The concept of STING as a surgical intervention aimed at curing VUR is well established. With two decades of experience and thousands of patients treated, it remains an option when counselling patients and parents on the need for surgery, given the appropriate indications. The advantage of STING is that it is minimally invasive, may be accomplished as an outpatient procedure with minimal morbidity, and is more cost effective than open surgery (43,44). However, this must be balanced against the fact that STING has lower cure rates than open surgery; necessitates, in most cases, the injection of a foreign material, with potential for adverse reaction; and has limited data regarding long term cure rates. Given these potential limitations, one has to be careful regarding indications for intervention. Many investigators believe that because STING is a rather innocuous outpatient procedure, we should be more liberal in offering it to patients with VUR who would not normally come to surgical intervention. However, one must not lose sight of the fact that it is a surgical intervention. Thus, STING carries with it the risks of general anesthetic, bleeding and UTI, just as would an open reimplant. Furthermore, there have been instances of ureteric obstruction secondary to STING, and, given the limitations of the technique and its inherent learning curve, the failure of the intervention is comparatively high. If one were to recommend STING to a patient, which material should be used? It seems the best results are obtained with particulate materials such as Teflon and Macroplastique, but these are the materials in which local inflammatory reactions and distant migrations may be more problematic.

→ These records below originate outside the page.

Issue #2977, opened 2018-09-21
Options starting with -XX: should not be ignored


pshipton:
OpenJ9 ignores any options starting with -XX: that it doesn't understand. While this may be useful if trying to use an OpenJDK command line containing options that don't apply to OpenJ9, it makes it hard to tell when an option starting with -XX: is valid for OpenJ9 or not. OpenJDK does not have this behavior.

https://github.com/eclipse/openj9/blob/a65785ba6a75ca53bdb15921808bb339479440c4/runtime/vm/jvminit.c#L184

I suggest changing the OpenJ9 default behavior so unrecognized options starting with -XX: cause an error. There is a option -XX:+IgnoreUnrecognizedVMOptions that can be used to ignore any unrecognized (top level) option, which includes those starting with -XX:.

Another option could be added if necessary to just ignore unrecognized options starting with -XX:

DanHeidinga:
This has been requested previously: https://github.com/eclipse/openj9/issues/526

> Another option could be added if necessary to just ignore unrecognized options starting with -XX:

OpenJ9's current behaviour makes migration easier but is less explicit for users that want to be notified about the mismatch.

I think the new option is the right path forward as it allows existing users to maintain the behaviour they've come to know and love(?) without requiring them to modify their existing commandlines.

pdbain-ibm:
I was palnning to do some argument hacking.  Would you like me to work on this?

luchsh:
From a user's perspective, the current behavior is too confusing.
HotSpot has got an option '-XX:+IgnoreUnrecognizedVMOptions', can OpenJ9 work in the same way?
or maybe you can create a whitelist of valid '-XX' options for compatibility, and report errors when cannot find a match in the whitelist.

AidanHa:
Hello, I will be working on this issue.

For now, I will implement the new option, where -XX:-IgnoreUnrecognizedVMOptions reports all unrecognized options, and -XX:+IgnoreUnrecognizedVMOptions ignores them.

I'm still a bit confused on how the current options work, but I will figure it out...

pshipton:
Note https://github.com/eclipse/openj9/issues/2977#issuecomment-423578791, we want to introduce a new option here, rather than changing the behavior of IgnoreUnrecognizedVMOptions.

> I think the new option is the right path forward as it allows existing users to maintain the behaviour they've come to know and love(?) without requiring them to modify their existing commandlines.

AidanHa:
[...]

PR #4435, opened 2019-01-24
Enhancement to report any unrecognized options that begin with "-XX:" (Issue2977)

AidanHa:
Add an enhancement option that allows users to enter the option '-XX:-IgnoreUnrecognizedXXColonOptions' to ignore all unrecognized options that start with '-XX:'

Steps:
Removed ' { VMOPT_XX, STARTSWITH_MATCH }'  from the Ignore table in runtime/vm/jvminit.c (Line 184)
Add a new flag in j9options that is set when the argument is supposed to be ignored (ARG_IGNORED)
Add necessary macros to support the new flag
Modify CheckArgsConsumed and findArgInVMArgs to be able to set and read the new flag

Doc Issue https://github.com/eclipse/openj9-docs/issues/212

Fixes: #2977


runtime/util/vmargs.c
```diff
@@ -200,7 +199,11 @@ findArgInVMArgs(J9PortLibrary *portLibrary, J9VMInitArgs* j9vm_args, UDATA match
 							j9vm_args->j9Options[optionCntr].flags = NOT_CONSUMABLE_ARG /* override any flags that already exist */
 									| (j9vm_args->j9Options[optionCntr].flags & ARG_MEMORY_ALLOCATION);
 						} else {
-							j9vm_args->j9Options[optionCntr].flags |= ARG_CONSUMED;
+							if (doConsumeIgnoredArgs) {
+								j9vm_args->j9Options[optionCntr].flags |= ARG_IGNORED;
```
tajila: ignored args still have to be consumed so no one else can process them

runtime/vm/jvminit.c
```diff
@@ -2331,27 +2330,36 @@ static UDATA checkArgsConsumed(J9PortLibrary* portLibrary, J9VMInitArgs* j9vm_ar
...
 	jboolean ignoreUnrecognized = j9vm_args->actualVMArgs->ignoreUnrecognized;
+	jboolean ignoreUnrecongizedXXOption = JNI_TRUE;
 	jboolean ignoreUnrecongizedTopLevelOption = JNI_FALSE;
 	IDATA xxIgnoreUnrecognizedVMOptionsEnableIndex = -1;
 	IDATA xxIgnoreUnrecognizedVMOptionsDisableIndex = -1;
+	IDATA xxIgnoreUnrecognizedXXOptionsEnableIndex = -1;
+	IDATA xxIgnoreUnrecognizedXXOptionsDisableIndex = -1;
 
-	if (findArgInVMArgs( PORTLIB, j9vm_args, EXACT_MATCH, VMOPT_XXVM_IGNOREUNRECOGNIZED, NULL, TRUE) >= 0) {
+	if (findArgInVMArgs( PORTLIB, j9vm_args, EXACT_MATCH, VMOPT_XXVM_IGNOREUNRECOGNIZED, NULL, TRUE, FALSE) >= 0) { //-XXvm:ignoreUnrecognized
```
tajila: comments need to be with `/* */` instead of `//` for compiler compatability

runtime/vm/jvminit.c
```diff
@@ -2363,11 +2371,15 @@ static UDATA checkArgsConsumed(J9PortLibrary* portLibrary, J9VMInitArgs* j9vm_ar
 			} else if (HAS_MAPPING( j9vm_args, i) && (MAPPING_FLAGS( j9vm_args, i ) & INVALID_OPTION)) {
 				j9nls_printf(PORTLIB, J9NLS_ERROR, J9NLS_VM_INVALID_CMD_LINE_OPT, optString);
 			} else {
-				/* If ignoreUnrecongizedTopLevelOption is set to JNI_TRUE, we should ignore any unrecognized top-level option */
+				/*If ignoreUnrecognizedXXOption is set to JNI_TRUE, we should ignore any options that start with -XX */
+				if (ignoreUnrecongizedXXOption) {
```
tajila: do you need to check that the option is actually `-XX:` before you continue ?

tajila:
Can you please update the commit message and the PR description so it matches the most recent changes

tajila:
Also, I think you can greatly simplify this PR by introducing a new function called `findArgInVMArgsImpl`. This function will take in the extra parameter for `ignoredArgs`.

The existing `findArgInVMArgs` will have the same existing method params and will call the new function and pass in false for `ignoredArgs`. In the one place where you need the new behaviour you can call the new function. In all other places the code stays the same as it is.

runtime/util/vmargs.c
```diff
@@ -221,6 +221,152 @@ findArgInVMArgs(J9PortLibrary *portLibrary, J9VMInitArgs* j9vm_args, UDATA match
 	return returnVal;
 }
 
+IDATA
+findArgInVMArgsImpl(J9PortLibrary *portLibrary, J9VMInitArgs* j9vm_args, UDATA match, const char* optionName, const char* optionValue, UDATA doConsumeArgs, UDATA doConsumeIgnoredArgs) {
```
tajila: Changes look good, however instead of having two versions of this, what I meant was `findArgInVMArgs` would simply call `findArgInVMArgsImpl` and pass in false for `doConsumeIgnoredArgs`

runtime/oti/j9nonbuilder.h
```diff
@@ -4521,6 +4521,7 @@ typedef struct J9InternalVMFunctions {
 	IDATA  ( *objectMonitorEnterBlocking)(struct J9VMThread *currentThread) ;
 	void  ( *fillJITVTableSlot)(struct J9VMThread *vmStruct, UDATA *currentSlot, struct J9Method *ramMethod) ;
 	IDATA  ( *findArgInVMArgs)(J9PortLibrary *portLibrary, struct J9VMInitArgs* j9vm_args, UDATA match, const char* optionName, const char* optionValue, UDATA doConsumeArgs) ;
+	IDATA  ( *findArgInVMArgsImpl)(J9PortLibrary *portLibrary, struct J9VMInitArgs* j9vm_args, UDATA match, const char* optionName, const char* optionValue, UDATA doConsumeArgs, UDATA doConsumeIgnoredArgs) ;
```
tajila: this function isn't called from outside the j9vm lib, so it doesnt need to be in the internal function table

tajila:
Can you show the results of running the following `-XInvalid`, `-XX:Invalid`,  `-XInvalid -XX:Invalid` and `-XInvalid -XX:Invalid` with:

1) Default options
2) -XX:+IgnoreUnrecognizedVMOptions
3) -XX:-IgnoreUnrecognizedVMOptions
4) -XX:+IgnoreUnrecognizedXXVMOptions
5) -XX:-IgnoreUnrecognizedXXVMOptions

AidanHa:
Sure, the changes I implemented are giving errors while building the jdk, so I will look into that first.

AidanHa:
image
image

tajila:
Thanks running that @AidanHa. 

I made an error in my last comment. The last one was supposed to be `-XX:Invalid -XInvalid` not `-XInvalid -XX:Invalid`. Can you please show those results as well

AidanHa:
@tajila 

image

runtime/util/vmargs.c
```diff
@@ -80,6 +80,13 @@ static char * getStartOfOptionValue(J9VMInitArgs* j9vm_args, IDATA element, cons
 
 IDATA
 findArgInVMArgs(J9PortLibrary *portLibrary, J9VMInitArgs* j9vm_args, UDATA match, const char* optionName, const char* optionValue, UDATA doConsumeArgs) {
+	PORT_ACCESS_FROM_PORT(portLibrary);
```
tajila: this line is not needed, can simply pass port from the parameter

runtime/oti/j9nonbuilder.h
tajila: still needs to be addressed

runtime/vm/intfunc.c
```diff
@@ -173,6 +173,7 @@ J9InternalVMFunctions J9InternalFunctions = {
 	objectMonitorEnterBlocking,
 	fillJITVTableSlot,
 	findArgInVMArgs,
+	findArgInVMArgsImpl,
```
tajila: this is not needed either, since `findArgInVMArgsImpl` is only being called from the j9vm lib

runtime/vm/jvminit.c
```diff
@@ -2363,6 +2373,10 @@ static UDATA checkArgsConsumed(J9PortLibrary* portLibrary, J9VMInitArgs* j9vm_ar
 			} else if (HAS_MAPPING( j9vm_args, i) && (MAPPING_FLAGS( j9vm_args, i ) & INVALID_OPTION)) {
 				j9nls_printf(PORTLIB, J9NLS_ERROR, J9NLS_VM_INVALID_CMD_LINE_OPT, optString);
 			} else {
+				/*If ignoreUnrecognizedXXOption is set to JNI_TRUE, we should ignore any options that start with -XX */
+				if (ignoreUnrecongizedXXOption && !strncmp(optString, "-XX:", 4)) {
```
tajila: can you make the strncmp check more explicit, ie. `(0 == strncmp)`

runtime/vm/jvminit.c
```diff
@@ -2363,6 +2373,10 @@ static UDATA checkArgsConsumed(J9PortLibrary* portLibrary, J9VMInitArgs* j9vm_ar
 			} else if (HAS_MAPPING( j9vm_args, i) && (MAPPING_FLAGS( j9vm_args, i ) & INVALID_OPTION)) {
 				j9nls_printf(PORTLIB, J9NLS_ERROR, J9NLS_VM_INVALID_CMD_LINE_OPT, optString);
 			} else {
+				/*If ignoreUnrecognizedXXOption is set to JNI_TRUE, we should ignore any options that start with -XX */
```
tajila: Minor, needs space after `/*`

tajila:
Some minor comments, rest LGTM

pshipton:
We'll need a doc item created for this.

AidanHa:
Doc Issue at https://github.com/eclipse/openj9-docs/issues/212

tajila:

pshipton:
@tajila please resolve your comments which have been addressed.

The test suite needs to be updated with additional tests for the new option.

Please explain how this works. It is not apparent to me why ARG_IGNORED is needed. It seems setting ARG_CONSUMED should be sufficient.

runtime/vm/jvminit.c
```diff
@@ -2345,8 +2344,11 @@ static UDATA checkArgsConsumed(J9PortLibrary* portLibrary, J9VMInitArgs* j9vm_ar
 	PORT_ACCESS_FROM_PORT(portLibrary);
 	jboolean ignoreUnrecognized = j9vm_args->actualVMArgs->ignoreUnrecognized;
 	jboolean ignoreUnrecongizedTopLevelOption = JNI_FALSE;
+	jboolean ignoreUnrecongizedXXOption = JNI_TRUE;
```
pshipton: This should be named `ignoreUnrecongizedXXOptions` with an `s`.

tajila:
@pshipton 

> Please explain how this works. It is not apparent to me why ARG_IGNORED is needed. It seems setting ARG_CONSUMED should be sufficient.

We need a way to tell if the arg was consumed because it was valid, or if it was consumed because it was in the ignore list. (ie `findArgInVMArgs` in `registerIgnoredOptions` vs all other usages of `findArgInVMArgs`)

Also, I am unable to resolve the old comments, the option to do so does not appear for me. @AidanHa are you able to resolve the old comments?

AidanHa:
I have resolved the  old comments on your behalf if that's okay.

tajila:
@AidanHa thanks

tajila:
> The test suite needs to be updated with additional tests for the new option.

I think we will need tests for the 4 cases I listed above. Also, we need to test `-XX:+IgnoreUnrecognizedXXOptions` with valid -XX: options.

Also, @AidanHa, did you run a sanity build with the latest changes?

test/functional/cmdLineTests/ignoreUnrecognizedVMOptions/ignoreunrecognizedxxoptions.xml
```diff
@@ -0,0 +1,83 @@
...
+  General Public License, version 2 with the GNU Classpath
+  Exception [1] and GNU General Public License, version 2 with the
+  OpenJDK Assembly Exception [2].
+
+  [1] https://www.gnu.org/software/classpath/license.html
+  [2] http://openjdk.java.net/legal/assembly-exception.html
+
+  SPDX-License-Identifier: EPL-2.0 OR Apache-2.0 OR GPL-2.0 WITH Classpath-exception-2.0 OR LicenseRef-GPL-2.0 WITH Assembly-exception
+-->
+
```
tajila: Will also need to test `-XX:+IgnoreUnrecognizedOptions`

test/functional/cmdLineTests/ignoreUnrecognizedVMOptions/ignoreunrecognizedxxoptions.xml
```diff
@@ -0,0 +1,83 @@
...
+<!DOCTYPE suite SYSTEM "cmdlinetester.dtd">
+
+<suite id="IgnoreUnrecognizedXXOptions Command-Line Option Tests" timeout="2400">
+
+ <variable name="IGNOREUNRECOGNIZEDXXOPTIONS" value="-XX:+IgnoreUnrecognizedXXOptions" />
+ <variable name="NOIGNOREUNRECOGNIZEDXXOPTIONS" value="-XX:-IgnoreUnrecognizedXXOptions" />
+ 
+ <variable name="BADOPTION1" value="-XX:INVALID" />
```
tajila: will also need to test good options

test/functional/cmdLineTests/ignoreUnrecognizedVMOptions/ignoreunrecognizedxxoptions.xml
AidanHa: @tajila did you mean `-XXvm:ignoreUnrecognized`. I couldn't find the option you gave me

tajila: I meant `-XX:+IgnoreUnrecognizedVMOptions` and `-XX:-IgnoreUnrecognizedVMOptions`

AidanHa: There are tests that exist for that seperately in `/test/functional/cmdLineTests/ignoreUnrecognizedVMOptions/ignoreunrecognizedvmoptions.xml` If you're asking to create tests to include both options, then which file should I add them to?

I'll assume that I add them in the suite that test for xx options

test/functional/cmdLineTests/ignoreUnrecognizedVMOptions/playlist.xml
```diff
@@ -31,7 +31,22 @@
 		<command>$(JAVA_COMMAND) $(JVM_OPTIONS) -DTESTDIR=$(Q)$(TEST_RESROOT)$(Q) -DRESJAR=$(CMDLINETESTER_RESJAR) -DEXE=$(SQ)$(JAVA_COMMAND)$(SQ) -jar $(CMDLINETESTER_JAR) -config $(Q)$(TEST_RESROOT)$(D)ignoreunrecognizedvmoptions.xml$(Q) -verbose -explainExcludes -nonZeroExitWhenError; \
 	$(TEST_STATUS)</command>
 		<levels>
-			<level>sanity</level>
+			<level>extended</level>
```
PR #4440, opened 2019-01-24
Preserve null check on Unsafe

liqunl:
Preserve the null check before Unsafe inlining.

Also move `TR_J9ByteCodeIlGenerator::separateNullCheck` to
`TransformUtil` so that it can be used in both ILGen and optimizer.


liqunl:
Deliver to v0.12.0-release for #4429

liqunl:
@andrewcraik

andrewcraik:
CI build willf ail for release target PR

PR #4454, opened 2019-01-25
[WIP] Removing GCC from the x86/ub16 container on Jenkins

samuel-rubin:
I want to see if we can still test the jdks tests without gcc

[skip ci]


samuel-rubin:
jenkins build docker x86 ubuntu16

PR #4472, opened 2019-01-28
Remove unused legacy tracegen tool

keithc-ca:
We have been using the OMR tool for some time; the Java implementation is no longer needed.


pshipton:
Travis build is sufficient.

Currently, bovine collagen is the only other alternative available in Canada, and although its cure rate is somewhat lower than that of the microparticulate injectables, it is thought to be safer. The future may yield more appropriate injectable materials, such as improved formulations of autologous collagen, autologous smooth muscle or detachable silicone balloons (45,46). However, ureteroneocystostomy remains the standard of care to which any new injectable material must measure up. The STING is here to stay, but its presence should not liberalize our indications for surgical intervention in patients with VUR. Moreover, we must be vigilant in following patients who have had STING regarding the long term cure rate and safety of the treatment.